4.4 Application of the decision rule
Table 3 — Decision-rule application across the three backbones.
CriterionPure MambaHybridPure Transformer
Visual quality barPassPass (marginal edge)Fail (noise)
SpeedFastestSlowestMiddle
MemoryLowestHighestMiddle
Decision outcomeWinSkip — quality edge does not justify costEliminated — fails quality bar
5. Implications for the 3-D Scaling Work

Two observations carry forward to MambaFlow3D [4]. First, the per-step speed gap between Pure Mamba and Hybrid (18 ms vs 26 ms — a 1.44 × ratio) is measured at 196 tokens. At SparC3D-scale token counts (100–200 sparse-cube tokens) the absolute time-per-step is similar to MNIST-scale; what changes is that the Hybrid's per-block attention is still O(N²) in token count, so the speed gap widens. The MNIST result is a lower bound on the Pure-Mamba win at SparC3D scale.

Second, the loss-vs-quality observation generalises. At low loss values the loss landscape is flat enough that small differences in the loss number do not predict visual quality differences reliably. The downstream MambaFlow3D evaluation will therefore use Chamfer distance + visual inspection rather than loss as the primary quality signal, mirroring the protocol used here.

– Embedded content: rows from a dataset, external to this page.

PR #919, opened 2016-04-02
[REEF-217] Evaluator reads the driver configuration (it shouldn't)

afchung:
This addressed the issue by
  * Fork Evaluators off of the main EvaluatorConfiguration.
  * Fix up configuration parameters that used to depend on DriverConfiguration.

JIRA:
  [REEF-217](https://issues.apache.org/jira/browse/REEF-217)

### DIFF
--- a/lang/cs/Org.Apache.REEF.Common/Evaluator/DefaultYarnClusterHttpDriverConnection.cs
+++ b/lang/cs/Org.Apache.REEF.Common/Evaluator/DefaultYarnClusterHttpDriverConnection.cs
@@ -17,6 +17,7 @@
 
 using System;
 using Org.Apache.REEF.Tang.Annotations;
+using Org.Apache.REEF.Utilities;
 
 namespace Org.Apache.REEF.Common.Evaluator
 {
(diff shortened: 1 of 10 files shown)


jwang98052:
I will review it

lang/cs/Org.Apache.REEF.Driver/Bridge/DriverBridge.cs
```diff
@@ -146,6 +146,7 @@ internal sealed class DriverBridge
             [Parameter(Value = typeof(EvaluatorConfigurationProviders))] ISet<IConfigurationProvider> configurationProviders,
             [Parameter(Value = typeof(DriverBridgeConfigurationOptions.TraceLevel))] string traceLevel,
             IDriverReconnConfigProvider driverReconnConfigProvider,
+            IDriverConnection driverConnection,
```
jwang98052: So eventually both IDriverReconnConfigProvider and IDriverConnection will be removed from here and the user will bind the IDriverReconnConfigProvider to EvaluatorConfigurationProviders, right?

lang/cs/Org.Apache.REEF.Common/Evaluator/DefaultYarnClusterHttpDriverConnection.cs
```diff
@@ -28,14 +29,15 @@ public sealed class DefaultYarnClusterHttpDriverConnection : IDriverConnection
...
             _applicationId = Environment.GetEnvironmentVariable(Constants.ReefYarnApplicationIdEnvironmentVariable);
-            if (_applicationId == null)
-            {
-                throw new ApplicationException("Could not fetch the application ID from YARN's container environment variables.");
-            }
         }
 
         public DriverInformation GetDriverInformation()
         {
+            if (string.IsNullOrWhiteSpace(_applicationId))
```
jwang98052: Why you would prefer it fail later if the env variable is not set?

jwang98052:
I completed a pass.

jwang98052:
I will test and merge.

Third, a caveat: the comparison here used a single random seed per backbone. A multi-seed re-run would tighten the error bars on the loss numbers (0.080 vs 0.086 may be within run-to-run variance) but is unlikely to flip the decision — the decision turns on visual quality and speed, both of which are robust to seed variation in the regime this experiment was in.

6. Open Questions

Three concrete open questions left by this work. (i) Pure Transformer at longer budget. Whether Pure Transformer at 3.2 M parameters reaches Pure-Mamba sample quality at 200 epochs (instead of 50). The hypothesis is yes, with 4 × the compute. Not pursued here because the downstream pick is between Mamba-class backbones. (ii) Multi-seed loss tightening. Re-run all three backbones with 3 seeds each to tighten the loss numbers. The decision is robust to seed variance, but the published loss numbers should be reported with error bars. (iii) Higher-resolution test. Repeat the comparison at CIFAR-class data (32 × 32, 3 channels) before committing to the SparC3D-scale scaling experiment. Not done in this work due to compute budget; the MambaFlow3D Phase-2 on ModelNet10 is the next-up validation step instead.

7. Conclusion

Three backbones, matched parameters, identical training, identical evaluation, ex-ante decision rule. Pure Mamba wins the speed-quality trade-off — indistinguishable from the Hybrid on visual sample quality and 1.44 × faster per step. Pure Transformer fails the quality bar within the 50-epoch budget. The decision is informed by the downstream SparC3D-scale constraint, where the Hybrid's per-block attention becomes more expensive in absolute terms. The Pure-Mamba pick is the backbone choice for the MambaFlow3D scaling work documented in [4].

References
[1] Gu, A., Dao, T. "Mamba: Linear-Time Sequence Modelling with Selective State Spaces." 2023.
[2] Vaswani, A. et al. "Attention Is All You Need." NeurIPS, 2017.
[3] Lipman, Y. et al. "Flow Matching for Generative Modelling." ICLR, 2023.
[4] Jain, A. "MambaFlow3D: A Pure-Mamba + Latent-Flow-Matching Architecture for Single-Image 3-D Generation." Thesis research, Nov 2025. /whitepaper/mambaflow3d
[5] SparC3D authors. "SparC3D: Sparse-Cube 3-D Generation from a Single Image." 2024.
[6] Microsoft Research. "TRELLIS: A Structured Latent Representation for Versatile and High-Quality 3-D Generation." 2024.
[7] Ho, J., Jain, A., Abbeel, P. "Denoising Diffusion Probabilistic Models." NeurIPS, 2020.
[8] LeCun, Y., Cortes, C. "The MNIST Database of Handwritten Digits." 1998.
[9] Loshchilov, I., Hutter, F. "Decoupled Weight Decay Regularization." ICLR, 2019. AdamW.